Final answer:
The woman's genotype is XCX as she inherited one colorblindness allele from her colorblind father and carries the trait, but has normal vision herself. Her sons have a 50% chance of being colorblind.
Step-by-step explanation:
The genotype of the woman whose father and first son are colorblind, and whose male partner has normal color vision, can be deduced based on the inheritance pattern of color blindness, which is an X-linked recessive trait. This means that the gene for colorblindness (denoted as C in this case) is found on the X chromosome. Since the woman has a colorblind father, she must have received one X chromosome with the colorblind gene from him. However, because she has normal vision, her other X chromosome must have the normal vision gene. Therefore, her genotype is XCX.

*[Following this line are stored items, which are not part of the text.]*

PR #606, opened 2020-03-17
Fix/set assignments

melisabok:


openreview/conference/matching.py
```diff
@@ -562,18 +562,17 @@ def deploy(self, assignment_title):
...
+        assignment_edges = list(openreview.tools.iterget_edges(
             client,
             invitation=self.conference.get_paper_assignment_id(self.match_group.id),
-            label=assignment_title)
+            label=assignment_title))
 
         paper_by_forum = {n.forum: n for n in submissions}
 
-        for edge in assignment_edges:
+        for edge in tqdm(assignment_edges, total=len(assignment_edges)):
```
carlosmondra: Why are you iterating over the `assignment_edges` twice?

melisabok: what do you mean? converting the iterator to a list and then iterate the list?

carlosmondra: Yeah, as far as I know converting it to a list iterates over the iterator, so why do it?

melisabok: I think I'm doing it for tqdm, I need to pass the total number the edges to show the progress bar, do you know another way of doing it?

carlosmondra: I was reading that doing `list(<iterator>)` is quite fast as it uses C++ under the hood, so maybe it's not impacting performance too much. Another way to do it would be to use `get_edges_count` and use the result for tqdm, if you really want the progress bar.

melisabok: Ok, I changed it getting the count first.

PR #611, opened 2020-03-23
Fix/avoid multiple bids for the same paper

xkopenreview:
copy of https://github.com/openreview/openreview-py/pull/605

moving page refresh logic to bidwebfield.js

This PR needs to be merged together with https://github.com/openreview/openreview/pull/1971


melisabok:
I'm seeing the error is being displayed and then the page is loaded, I think this is fine.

When she has a son, he receives one of his mother's X chromosomes and his father's Y chromosome. If he inherits the X chromosome carrying the colorblindness trait (XC), he will be colorblind since males have only one X chromosome and no second X chromosome to mask the recessive gene. This explains why her first son is colorblind. Given the 50% chance of inheriting the XC chromosome, it's expected that 50% of her sons would be colorblind. It's important to note, males cannot be carriers of this form of color blindness because they have only one X chromosome and will either be affected by color blindness or not, depending on whether that X chromosome carries the mutation.